Internet security is, of course, paramount to Google and it is consistently looking for ways to promote further protection measures. One of the latest pushes has been to further promote HTTPS to improve the security of websites that people access. An increasing number of webmasters have adopted HTTPS (also known as HTTP over TLS, or Transport Layer Security) on their website but Google would like to further encourage HTTPS. As a result, Google has started to use HTTPS as a ranking signal. The signal is only lightweight at the minute (with other signals such as high quality content carrying more weight) because Google wants to give webmasters time to switch to HTTPS. However, Google has said that over time they “may decide to strengthen it, because we’d like all website owners to switch from HTTP to HTTPS to keep everyone safe on the web.”
It is pretty rare for Google to advise us of something that will directly affect site rankings. It seems that if they do, as in this case, it’s often because they want to modify our behaviour. A past example of this is when Google first started to raise web performance – it later announced that site speed is a ranking factor.
So, what is so great about HTTPS and why is Google so interested in promoting it? What’s in it for them? Well, Google ultimately wants its users to have a good experience and to trust that they are getting a safe experience. Identity theft and privacy issues are top of the agenda and internet users are increasingly conscious of these threats. As a result, if Google is to continue to be the search engine of choice – it needs to be consistently showing that it is moving forward privacy and data protection. HTTPS has greater security so for Google it is important that as many people adopt it as possible.
How does the ranking work?
Google runs the HTTPS ranking signal in real time (unlike Penguin or Panda algorithms). This means that as soon as Google indexes your new HTTPS URL, that URL will immediately see a very small ranking boost because of the HTTPS URL. The behind the scenes overall ranking algorithm boost is tiny at the minute and you won’t see your ranking jump hugely but it will have a small effect.
The signal is on a per-URL basis and not on a site wide basis. This means that if you have some parts of your site migrated to HTTPS and some parts not, Google will give the boost to the ones on the HTTPS URLs and not to the others. Google obviously wants whole sites to be migrated to HTTPS but it can be done in stages e.g. if you want to test it, on a URL by URL basis.
It seems that the motivation is clear – giving HTTPS sites a ranking boost to encourage webmasters to migrate their sites from HTTP to HTTPS hence increasing security. However, why might some SEOs have concerns?
There have been issues raised about the site load speed of HTTPS and Google has said that sites with slow loading times may get reduced rankings. Is there therefore a conflict here?

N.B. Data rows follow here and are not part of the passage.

PR #2127, opened 2023-01-28
fix(installer): incorrect curl usage

CreepTron365:
The current installer script for MacOS and Linux does not use curl correctly to find the latest version url. This script has fixed this issue.

Edit: This issue is also seen with the marketplace script.


rxri:
That doesn't seem right. Old method works perfectly fine like it should be - your change breaks getting tag from JSON response
image
If response is HTML response, it's something on GitHub end and not an issue in script

PR #2128, opened 2023-01-28
feat(extensions): Added Extension to play songs with ENTER

nicolapace:
Simple Extension that plays the first song in the search list or goes inside the first podcast by just pressing the ENTER button on the keyboard.


kyrie25:
If you wish to publish an extension, please follow this guide for publishing on Marketplace:
https://github.com/spicetify/spicetify-marketplace/wiki/Publishing-to-Marketplace

We do not accept new extensions/custom apps to be added to the CLI as these are meant to be legacy and bundled with every installation.

PR #2129, opened 2023-01-29
fix: patch for `1.2.4`

kyrie25:
Compatibility patch for Spotify `1.2.4` (im tired)
Listed changes/breaks & fixes:
- Spotify removed the `URI` method and broke it down to several small components/hooks. This patch aims to inject frequently used methods of the `URI` class and creates a backwards-compatible method for extensions/custom apps.
image

- Added `ReactComponent` to the list of properties to test using `Spicetify.test` for ease of debugging
- Fixed hooks for sub menu components
image

Works on `1.1.90` and higher, have not tested below.

### DIFF
--- a/CustomApps/new-releases/Card.js
+++ b/CustomApps/new-releases/Card.js
@@ -2,8 +2,8 @@ class Card extends react.Component {
 	constructor(props) {
 		super(props);
 		Object.assign(this, props);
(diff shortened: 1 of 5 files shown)


afonsojramos (approved):

rxri (approved):
`1.1.85` works as well

PR #888, opened 2020-10-19
kubernetes - add commands related to docr integration

varshavaradarajan:
cc @adamwg

### DIFF
--- a/commands/kubernetes.go
+++ b/commands/kubernetes.go
@@ -218,6 +218,9 @@ func kubernetesCluster() *Command {
 
 	cmd.AddCommand(kubernetesNodePools())
 
+	cmd.AddCommand(kubernetesRegistryIntegration())
+
+
 	nodePoolDeatils := `- A list of node pools available inside the cluster`
 	clusterDetails := `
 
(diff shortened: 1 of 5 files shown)


commands/kubernetes.go
```diff
@@ -477,6 +480,37 @@ This command deletes the specified node in the specified node pool, and then cre
...
+
+	k8sCmdService := kubernetesCommandService()
+
+	cmdRegistryAdd := CmdBuilder(cmd, k8sCmdService.RunKubernetesRegistryAdd,
+		"add", "Add registry for clusters", `
+This command add registries to the specified cluster(s).`,
+		Writer, aliasOpt("a"))
+
+	AddStringSliceFlag(cmdRegistryAdd, doctl.ArgClusterUUID, "", nil,
+		"uuid of cluster to add registry for; repeat to specify additional clusters.")
```
andrewsomething, line 501: A couple thoughts here.

It might be a bit nicer UX to use arguments rather than flags here. Eg:

```
doctl kubernetes cluster registry add <uuid> <uuid>
```

rather than:
```
doctl kubernetes cluster registry add --cluster-uuid <uuid> --cluster-uuid <uuid>
```



Additionally, other Kubernetes commands take either a name or UUID. Might be nice be consistent with them here. There is a `clusterIDize` helper:

https://github.com/digitalocean/doctl/blob/51e58c7cf399ba128622352642892a1000725813/commands/kubernetes.go#L1808

commands/kubernetes.go
```diff
@@ -1557,6 +1611,15 @@ func buildNodePoolCreateRequestFromArgs(c *CmdConfig, r *godo.KubernetesNodePool
 	return nil
 }
 
+func buildClusterRegistryRequestFromArgs(c *CmdConfig, r *godo.KubernetesClusterRegistryRequest) error {
+	uuids, err := c.Doit.GetStringSlice(c.NS, doctl.ArgClusterUUID)
```
andrewsomething, line 1615: We should either make the UUID flag required or (if we use an arg like suggested above) check the user input here and return an error if no UUID has been passed.

varshavaradarajan: @andrewsomething - decided to go with args.

commands/kubernetes.go
```diff
@@ -477,6 +480,31 @@ This command deletes the specified node in the specified node pool, and then cre
...
+			Short:   "Display commands for integrating clusters with docr",
+			Long:    "The commands under `registry` are for managing DOCR integration with Kubernetes clusters. You can use these commands to add or remove registry from one or more clusters.",
+		},
+	}
+
+	k8sCmdService := kubernetesCommandService()
+
+	CmdBuilder(cmd, k8sCmdService.RunKubernetesRegistryAdd,
+		"add <cluster-id|cluster-name> <cluster-id|cluster-name>", "Add registry for clusters", `
+This command add registries to the specified cluster(s).`,
```
andrewsomething, line 497:
```suggestion
		"add <cluster-id|cluster-name> <cluster-id|cluster-name>", "Add container registry support to Kubernetes clusters", `
This command adds container registry support to the specified Kubernetes cluster(s).`,
```

commands/kubernetes.go
```diff
@@ -477,6 +480,31 @@ This command deletes the specified node in the specified node pool, and then cre
...
+		Writer, aliasOpt("a"))
+
+	CmdBuilder(cmd, k8sCmdService.RunKubernetesRegistryRemove,
+		"remove <cluster-id|cluster-name> <cluster-id|cluster-name>", "Add registry for clusters", `
+This command add registries to the specified cluster(s).`,
```
andrewsomething, line 502:
```suggestion
		"remove <cluster-id|cluster-name> <cluster-id|cluster-name>", "Remove container registry support from Kubernetes clusters", `
This command removes container registry support from the specified Kubernetes cluster(s).`,
```

andrewsomething (changes requested):
Code changes look great. A couple suggestions inline around the doc strings.

varshavaradarajan:
@andrewsomething - thanks for catching that! Addressed your comments. :)

andrewsomething (approved):
:+1:  LGTM, thanks!

PR #896, opened 2020-10-23
SSH Key: make public key accessible

### LINKED ISSUE #894: SSH key public_key not accessible via doctl
When `list`ing or `get`ting a ssh-key, with the `doctl compute ssh-key` subcommand, it's possible to see the fingerprint of the key, but not possible to see the actual public key, which would be useful

an optional format for the ssh-key field, e.g. `--format PublicKey` that would show the public key string `ssh-rsa ...`. The string is usually very long so showing it should be optional

**Additional context**
The value of that string is already in the API request, at the `public_key` attribute

kowshikRoy:
Displays public key. Previously it's not showing public key information.
Screen Shot 2020-10-24 at 3 03 20 AM

With this PR, it shows Public key as well.
Screen Shot 2020-10-24 at 3 04 41 AM

Fixes #894

### DIFF
--- a/commands/displayers/key.go
+++ b/commands/displayers/key.go
@@ -31,13 +31,13 @@ func (ke *Key) JSON(out io.Writer) error {
 
 func (ke *Key) Cols() []string {
 	return []string{
-		"ID", "Name", "FingerPrint",
+		"ID", "Name", "FingerPrint", "PublicKey",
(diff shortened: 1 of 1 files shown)


bentranter (approved):
Thanks @kowshikRoy!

Well, Google says that as long as HTTPS is properly implemented, it will not cause a significant performance penalty. It seems unlikely that Google would be promoting HTTPS so strongly if it felt that web performance was going to be compromised but clearly it is important that HTTPS is implemented in the right way.
Redirecting HTTP to HTTPS
In basic terms, http://www.abcd.com is different from https://www.abcd.com. Serving the same content on two different URLs is duplicate content. When you do a site move, Google recommends that you use the change of address tool within Google Webmaster Tools. However, this cannot be done with HTTP to HTTPS because the change of address tool does not support HTTPS migrations, yet.
There is no estimate time for when Google will support it. However, Google’s John Mueller said if you are doing the migration, a 301 redirect is enough of a signal to communicate the change, even without using the change of address tool.
Another option is to contemplate adding a canonical link element pointing from the http version to the https version.
How to do it properly
Generally speaking, there are ways around the issues that can arise in the migration. Clearly it is important to follow best practice to do it properly and minimise any problems. Google is due to publish detailed best practices to make TLS adoption easier and to avoid common mistakes (you can find the information in its help centre now though) but these are Google’s few basic top tips:
- Decide the kind of certificate you need: single, multi-domain, or wildcard certificate
- Use 2048-bit key certificates
- Use relative URLs for resources that reside on the same secure domain
- Use protocol relative URLs for all other domains
- Check out our Site move article for more guidelines on how to change your website’s address
- Don’t block your HTTPS site from crawling using robots.txt
- Allow indexing of your pages by search engines where possible. Avoid the noindex robots meta tag.
So, there we go, Google wants us to speed up adoption of TLS and it is trying to push this along more quickly by affecting rankings. I wonder how long it will be before the amount that rankings are affected increase to something more meaningful to move the last stubborn few?